[Collected data]
======

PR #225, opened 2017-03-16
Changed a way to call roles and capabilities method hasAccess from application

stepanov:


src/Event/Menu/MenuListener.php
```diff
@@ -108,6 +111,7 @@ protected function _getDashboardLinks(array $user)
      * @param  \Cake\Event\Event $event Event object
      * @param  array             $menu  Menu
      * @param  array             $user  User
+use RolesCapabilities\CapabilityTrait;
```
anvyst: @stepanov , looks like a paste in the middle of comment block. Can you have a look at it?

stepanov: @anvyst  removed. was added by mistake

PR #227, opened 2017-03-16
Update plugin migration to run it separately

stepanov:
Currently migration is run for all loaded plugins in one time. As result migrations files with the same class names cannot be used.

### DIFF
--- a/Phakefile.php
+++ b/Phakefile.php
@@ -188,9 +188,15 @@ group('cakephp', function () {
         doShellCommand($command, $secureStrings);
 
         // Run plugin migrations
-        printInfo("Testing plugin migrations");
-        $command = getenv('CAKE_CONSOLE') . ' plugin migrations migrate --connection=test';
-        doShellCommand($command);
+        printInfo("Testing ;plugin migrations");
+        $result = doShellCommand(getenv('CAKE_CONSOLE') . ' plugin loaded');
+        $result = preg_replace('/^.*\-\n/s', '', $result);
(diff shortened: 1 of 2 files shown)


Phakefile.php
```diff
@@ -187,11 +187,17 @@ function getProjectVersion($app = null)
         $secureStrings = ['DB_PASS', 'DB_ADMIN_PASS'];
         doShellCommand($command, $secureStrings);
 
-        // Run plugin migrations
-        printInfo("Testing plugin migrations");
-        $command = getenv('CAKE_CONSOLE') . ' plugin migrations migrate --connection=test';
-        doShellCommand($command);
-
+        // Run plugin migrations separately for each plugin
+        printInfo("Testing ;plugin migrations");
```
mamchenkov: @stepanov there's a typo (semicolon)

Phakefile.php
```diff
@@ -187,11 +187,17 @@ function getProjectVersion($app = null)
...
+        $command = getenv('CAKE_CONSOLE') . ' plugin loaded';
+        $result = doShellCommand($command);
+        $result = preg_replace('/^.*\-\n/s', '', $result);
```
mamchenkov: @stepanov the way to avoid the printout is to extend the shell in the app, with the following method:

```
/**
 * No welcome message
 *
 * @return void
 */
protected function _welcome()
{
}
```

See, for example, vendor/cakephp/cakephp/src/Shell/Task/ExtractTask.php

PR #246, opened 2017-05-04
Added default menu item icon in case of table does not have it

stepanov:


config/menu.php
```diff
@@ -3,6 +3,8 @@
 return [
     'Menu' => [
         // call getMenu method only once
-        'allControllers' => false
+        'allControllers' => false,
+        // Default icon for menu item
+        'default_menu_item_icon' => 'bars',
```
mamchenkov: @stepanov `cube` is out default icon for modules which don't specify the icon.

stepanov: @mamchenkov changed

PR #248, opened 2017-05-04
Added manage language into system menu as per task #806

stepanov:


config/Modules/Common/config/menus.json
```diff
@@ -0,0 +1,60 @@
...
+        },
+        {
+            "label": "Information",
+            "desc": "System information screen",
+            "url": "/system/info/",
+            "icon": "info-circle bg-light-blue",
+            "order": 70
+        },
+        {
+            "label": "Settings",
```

======

> ABOUT THIS EXERCISE
Copy every line from the entries that contains the word "function".

> RESPONSE TO THIS EXERCISE
@@ -108,6 +111,7 @@ protected function _getDashboardLinks(array $user)
@@ -188,9 +188,15 @@ group('cakephp', function () {
@@ -187,11 +187,17 @@ function getProjectVersion($app = null)
@@ -187,11 +187,17 @@ function getProjectVersion($app = null)
protected function _welcome()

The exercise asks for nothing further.